Иной вопрос, что всякие крутые меры по отношению к нему пока очень нежелательны. Крутые меры служили бы признанием едва ли не вредительства в университете, но если так, то спросят: куда смотрело руководство? Нет, со Зберовским лучше поступить тише да без грохота — помягче. Однако убрать его нужно в двадцать четыре часа.
— Я защищаю ваши интересы, — проговорил декан с жесткостью в голосе. — Пока не поздно — пишите заявление. Совет единственно разумный! А завтра вам неминуемо сдавать дела, лабораторию и кафедру…
— Вздор! Я поеду в Москву, я обжалую!..
Поднявшись, декан еще более жестко сказал:
— После сдачи дел куда угодно поезжайте. — И, даже не кивнув, он пошел к выходу. По дороге бегло бросил: — Дела сдавать доценту Маркову. Он будет на вашем месте.
— Доценту Маркову?…
Декана уже нет. Дверь за ним без звука прихлопнулась. Зберовский смотрит ему вслед — изумленно, с перекошенным лицом.

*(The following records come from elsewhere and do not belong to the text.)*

PR #3754, opened 2026-09-01
test(runtime): probe where storage operations stop working entirely

xilosada:
**Stack 5 of 5.** Base: #3753. This is the one with a product finding in it.

Two gas-wall probes in the shape of the existing `chat_wall`: expensive sweeps `#[ignore]`d, each with a cheap non-ignored discriminator so an ignored probe cannot rot unnoticed.

## Finding 1 — a per-call write ceiling of ~450 entries, on every collection

`bulk_write_wall` answers what the cost gate cannot: how much can **one call** write before it traps? Binary-searched to a real `GasExhausted`:

| One call | Lands | Exhausts | Gas at largest success |
|---|---:|---:|---:|
| `UnorderedMap::insert` | 447 | 448 | 999,642,805 |
| `UnorderedSet::insert` | 458 | 459 | 999,052,999 |
| `Vector::push` | 459 | 460 | 997,234,828 |
| `RGA::insert_str` | 491 | 492 | 998,651,983 |

Within 9% of each other. **This is a platform-wide ceiling, not any collection's defect** — we initially attributed the 492 to RGA and were wrong.

The constant behind it: **~33,600 gas per storage row**, against `DEFAULT_MAX_GAS` of 1,000,000,000, giving **~29,700 rows per call**. Divide by a collection's rows-per-entry (46–98, per the snapshot in #3752) and you have its batch limit. That number is what an app developer needs to size a contact import, a document seed, a state restore or a bulk migration — and it appears nowhere in the docs, the SDK, or any error message.

## Finding 2 — RGA additionally has a total ceiling

`rga_wall` measures what *is* specific to RGA: its cost grows with its own length, because both the read path and the write path run through `get_ordered_chars()`, which linearises the whole document. So it has a total ceiling as well as a per-call one, near **12,000 characters** — and the typing wall and the read wall are coincident, so a document does not degrade into read-only first. It becomes unopenable, permanently, while still on disk and still replicating.

Note this is *not* what the child trie (#3633) fixed. The trie removed the sibling-fold cost on writes — and it works, visibly: `unordered_map_insert` is flat at 66 rows/entry from n=10 to n=10,000. A trie makes looking up **one** child cheap; it cannot make "give me all n children, in order" cheaper than n. That is semantics, not layout.

## Suggested follow-ups (not in this PR)

1. Document the per-call row budget.
2. Make the ceiling fail politely — a batch over budget should be refused with a message naming the limit, not trapped with `GasExhausted`, which to an app is indistinguishable from the node falling over.
3. Give RGA an ordered index; it fixes the read cost and the write growth together.

## Status of the numbers

The four per-call walls are **executed**. The two RGA document walls are currently **extrapolated** from an executed 8,400 characters at 70% of the ceiling; a run to real exhaustion is in progress and I will update this PR with the executed figures.


xilosada:
## Update: the document walls are now executed

The two RGA figures in the description were extrapolated from 8,400 characters. The probe has since been run to real gas exhaustion:

| Wall | Result |
|---|---|
| Typing, one char per call | **12,544 characters land; 12,545 exhausts** at `limit=1,000,000,000` |
| Reading, `get_text()` | bracketed to **(12,500, 12,545]** |

The extrapolation said ~12,190, so it was low by 2.9% — direction and magnitude both hold, and the read and write walls are confirmed coincident rather than merely predicted to be.

Every number in this PR is now executed rather than modelled.

xilosada:
Pushed the `storage-cost` determinism fix — this is the `Rust` failure on this PR.

`row_counts_are_deterministic_across_calls` built its workload with `UnorderedMap::new()`, which mints a **random entity id**. A parent's children live in a hash trie (core#3633) whose descent depth follows that id's hash, so two runs of an identical workload read a different number of trie nodes while writing exactly the same set. That is the `rows_written: 313` / `rows_read: 1088 vs 1098` signature in the CI log. `new_with_field_name` gives the collection a deterministic id, which is what the property under test actually needs.

Measured on **this branch**, same command:

```
without fix:  0 pass / 6
with fix:     8 pass / 8
```

Applied as a cherry-pick rather than a rebase: the test exists on every branch in the stack including `feat/storage-cost-gates`, so the fix's natural home is the bottom — but cherry-picking onto each affected branch keeps your stack ordering untouched. When the stack is next rebased, git will drop the duplicates by patch-id. Same commit is on #3752.

Not stale-base and not flaky, in case either is in your notes: the tool is byte-identical across the stack, and it fails essentially always under CI's feature set.

chefsale (approved):

PR #3757, opened 2026-09-01
feat(merod): a graceful stop that works on Windows

chefsale:
## The problem

Windows has no `SIGTERM`, and `taskkill` without `/F` posts `WM_CLOSE` to windows a console process does not have. So a supervisor's only way to stop merod there is `taskkill /F` — `TerminateProcess`, which runs no code.

The consequence is concrete: `StopCause::flushes` never runs, and the desktop app hard-kills a node mid-write on **every quit**. `kill_pids` in tauri-app already notes merod needs ~10s to flush and that hard-killing it was a bug on unix; on Windows it is the only behaviour available today.

`--exit-on-eof` cannot cover this. It takes a `RawFd` and watches it with `tokio::net::unix::pipe`, neither of which exists off unix — `run.rs` already bails with *"--exit-on-eof is only supported on unix"*.

## Why stdin rather than a console control event

`GenerateConsoleCtrlEvent` is the usual answer, and it addresses a process group **sharing the caller's console**. A GUI supervisor has no console, so it would have to allocate or attach one purely to deliver the event — and `CREATE_NEW_PROCESS_GROUP` disables `CTRL_C` for the child, so the payload has to become `CTRL_BREAK` too. That is a lot of platform machinery for one signal, and it fights `CREATE_NO_WINDOW`, which the desktop app needs so merod does not sit behind a black console window.

Closing a pipe needs no console, no process group, and no platform code. It also carries both meanings on one channel:

- the supervisor **closes stdin** to ask for a graceful stop, and
- the OS **closes it anyway** if the supervisor dies

which is the same guarantee `--exit-on-eof` gives on unix, spelled portably.

## Shape

`--exit-on-stdin-close`, off by default — merod inherits a terminal's stdin when run by hand, and a node must not exit because someone piped it from a finished command.

Two details worth keeping:

- **Read on a plain OS thread, not `spawn_blocking`.** A thread parked in `read` cannot be cancelled and runtime shutdown waits for the blocking pool, so a node whose supervisor outlives it would hang on the way out. `parent_closed` documents the same trap. A detached thread does not delay process exit.
- **`parent_closed` and `data_dir_replaced` stay unix-only** — one needs an inherited fd, the other identifies a directory by `(dev, ino)`. Off unix the stdin watch is the whole watchdog, so `mod watchdog` is no longer `cfg(unix)`.

## Verification

`the_node_stops_when_its_stdin_closes` drives a real node and is deliberately **not** `cfg(unix)`: restricting it would exercise everything except the case it exists for.

```
node exited 100.397125ms after its stdin closed
test the_node_stops_when_its_stdin_closes ... ok
```

The unit test covers the dangerous direction for a default-off watch — that it never resolves when disabled, since a watch that fires spontaneously stops a node nobody asked to stop.

`cargo test -p merod --bin merod`: 79 passed. CI's `cargo clippy --workspace --all-targets --features calimero-storage/testing -- -D warnings`: clean.

## Before merging

The matrix's `pull_request` arm carries a **`TEMPORARY`-marked** Windows entry. This PR's entire subject is behaviour under `cfg(not(unix))`, which is never type-checked when building for a unix host — without it, the Windows arm of the new stop watch would first compile on master. **Remove that line before merge.**

## Downstream

`calimero-network/tauri-app` then spawns merod with piped stdin and this flag, and closes the pipe to stop it — replacing a `taskkill` graceful phase that cannot do anything to a console process.

### DIFF
--- a/.github/workflows/release.yml
+++ b/.github/workflows/release.yml
@@ -208,13 +208,7 @@ jobs:
     strategy:
       matrix:
         # Keep legacy check names for required status checks.
-        #
-        # TEMPORARY (remove before merge): this PR's whole subject is behaviour
-        # under `cfg(not(unix))`, which is never type-checked when building for
-        # a unix host. The pull_request arm is Linux-only for cost, so without
-        # this the Windows arm of the new stop watch would first compile on
-        # master. Remove once this PR is green.
-        include: ${{ fromJSON(github.event_name == 'pull_request' && '[{"name":"ubuntu-24.04-8cpu, x86_64-unknown-linux-gnu","runner":"big-machine","target":"x86_64-unknown-linux-gnu"},{"name":"windows-latest, x86_64-pc-windows-msvc","runner":"windows-latest","target":"x86_64-pc-windows-msvc"}]' || '[{"name":"ubuntu-24.04-8cpu, x86_64-unknown-linux-gnu","runner":"big-machine","target":"x86_64-unknown-linux-gnu"},{"name":"ubuntu-24.04-arm, aarch64-unknown-linux-gnu","runner":"ubuntu-24.04-arm","target":"aarch64-unknown-linux-gnu"},{"name":"macos-latest, aarch64-apple-darwin","runner":"macos-latest","target":"aarch64-apple-darwin"},{"name":"windows-latest, x86_64-pc-windows-msvc","runner":"windows-latest","target":"x86_64-pc-windows-msvc"}]') }}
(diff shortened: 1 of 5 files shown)


chefsale:
## Windows verified, temporary matrix entry removed

`Build Binaries (windows-latest, x86_64-pc-windows-msvc)` passed, which is the only place the new `cfg(not(unix))` stop watch is ever type-checked — building for a unix host never compiles that arm. Its purpose served, the `TEMPORARY` line is gone and Windows is back to master-only, as aarch64 and macOS already are.

Every check on this PR is now green.

### Verification recap

| What | Result |
| --- | --- |
| `the_node_stops_when_its_stdin_closes` (real node) | `node exited 100.397125ms after its stdin closed` |
| `cargo test -p merod --bin merod` | 79 passed |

Его мысли мечутся. Надо делать что-то. Куда идти сейчас? Он встал. И вдруг — непереносимая боль, точно острым камнем придавило, либо деревянный кол раздирает грудь.
Оперся об угол стола. Немного погодя налил воды и выпил глоток. Отдышался. В груди давит, но полегче. А, вон что: доценту Маркову! Какое им дело до истинной цели работ, до больших научных горизонтов! Они боятся по-настоящему большого… Им свое спокойствие всего дороже. Ради этого они поступятся и совестью, и здравым смыслом, и чем угодно еще!
Боже мой, так что случилось?
Его работа… Не может быть. Да, его отстранили от нее.